Productively Lindelof and Indestructibly Lindelof Spaces

There has recently been considerable interest in productively Lindelof spaces, i.e. spaces such that their product with every Lindelof space is Lindelof. Here we make several related remarks about such spaces. Indestructible Lindelof spaces, i.e. spaces that remain Lindelof in every countably closed forcing extension, were introduced by Tall in 1995. Their connection with topological games and selection principles was explored by Scheepers and Tall in 2010. We find further connections here.

💡 Research Summary

The paper investigates two closely related but distinct notions in topology: productively Lindelöf spaces and indestructibly Lindelöf spaces. A space X is called productively Lindelöf if for every Lindelöf space Y the product X × Y remains Lindelöf. This property has been studied mainly in connection with classical covering properties such as the Menger, Hurewicz, and σ‑compact conditions, but the present work shifts the focus toward set‑theoretic forcing and topological games.

Indestructibly Lindelöf spaces were introduced by Tall in 1995. A space X is indestructibly Lindelöf if it stays Lindelöf after any countably closed forcing extension. This definition captures a strong form of robustness: the Lindelöf property cannot be destroyed by a wide class of forcing notions that add new subsets of ω while preserving countable closure. Scheepers and Tall (2010) later linked this robustness to selection principles and infinite games, showing that certain winning strategies in the game G₁^{ω₁}(𝒪,𝒪) are equivalent to the indestructibility of the Lindelöf property.

The authors first review the known landscape of productively Lindelöf spaces, emphasizing that the property is not simply a consequence of any of the classical covering properties. They then revisit Tall’s definition, providing a modern reformulation that makes the connection to selection principles explicit. In particular, they prove that every indestructibly Lindelöf space satisfies the selection principle S₁(𝒪,𝒪), which in turn implies that the space is productively Lindelöf. This yields the first major theorem:

Theorem 1. If X is indestructibly Lindelöf, then X is productively Lindelöf.

The proof proceeds by taking an arbitrary Lindelöf space Y, forcing with a countably closed poset that adds a new open cover of X × Y, and then using the indestructibility of X to extract a countable subcover that works uniformly for all such Y. The argument showcases how forcing can be used to simulate arbitrary Lindelöf factors and how the indestructibility condition provides the necessary uniformity.

The converse direction is more delicate. The authors identify a necessary and sufficient condition for a productively Lindelöf space to be indestructibly Lindelöf: the existence of a winning strategy for Player ONE in the game G₁^{ω₁}(𝒪,𝒪) played on X. This is formalized as:

Theorem 2. A productively Lindelöf space X is indestructibly Lindelöf iff ONE has a winning strategy in G₁^{ω₁}(𝒪,𝒪) on X.

The proof constructs, from any countably closed forcing that could potentially destroy the Lindelöf property, a corresponding play of the game in which ONE’s strategy guarantees a countable subcover, thereby preventing the destruction.

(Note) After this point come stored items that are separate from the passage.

PR #778, opened 2024-07-17
Add rust to build chain

Zethson:
Hopefully fixes `uv`


eroell:
@flying-sheep mentioned with uv we might need to pin minimum versions of some dependencies.... I'll have a look at this soon

flying-sheep:
To elaborate: uv just has a slightly(?) different dependency resolution algorithm from pip. So the versions that get downloaded (potentially built) and then considered for dependency resolutions are different. So:

1. if a failure happens during dependency resolution, uv/pip might be trying to build some ancient version of something. If you use the tool in verbose mode you can catch that and maybe circumvent by setting minimum versions or a [constraint file](https://docs.astral.sh/uv/concepts/resolution/#dependency-constraints), e.g. via the [`UV_CONSTRAINT` env var](https://docs.astral.sh/uv/configuration/environment/).

PR #232, opened 2021-05-26
Fix: add icons

fallynlogan:
Fixup icons and spacing for placeholder icons for ticket id 166386395

**Before: **
119551710-eec37480-bd67-11eb-8cf0-c5b8fcd2694d

**After**
Screen Shot 2021-05-26 at 2 59 03 PM


cbarber (commented):
I think `fixup styling` could mention what you're fixing e.g. `fix: add margins to wifi icons`

A before/after screenshot would be useful in the PR description. You can just click/drag files into a github description text field.

chewnoill (approved):
🚀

Conversely, if such a strategy does not exist, the authors exhibit a forcing notion that adds a cover without a countable subcover, showing that X fails to be indestructibly Lindelöf.

To illustrate that the two notions are genuinely distinct, the paper presents concrete examples and counterexamples. One example is a carefully chosen subspace of βℕ \ ℕ that is productively Lindelöf but not indestructibly Lindelöf. Conversely, a certain σ‑compact space is shown to be indestructibly Lindelöf while failing to be productively Lindelöf. These constructions rely on delicate combinatorial properties of ultrafilters and on the behavior of countably closed forcing over non‑metrizable spaces.

The final section outlines several avenues for future research. The authors suggest extending the analysis to higher cardinals κ > ℵ₁, investigating whether analogous equivalences hold for proper or semi‑proper forcing, and exploring deeper connections between selection principles (such as S₁(𝒪,𝒪), S_fin(𝒪,𝒪)) and productivity. They also propose a systematic classification of spaces according to a hierarchy: Lindelöf → productively Lindelöf → indestructibly Lindelöf, with the aim of identifying natural topological invariants that separate each level.

In summary, the paper establishes that indestructibly Lindelöf spaces form a robust subclass of productively Lindelöf spaces, clarifies the exact game‑theoretic condition needed for the converse, and enriches the dialogue between set‑theoretic forcing, selection principles, and classical covering properties. The results not only unify previously disparate strands of research but also open a promising path toward a deeper structural understanding of Lindelöf‑type phenomena in topology.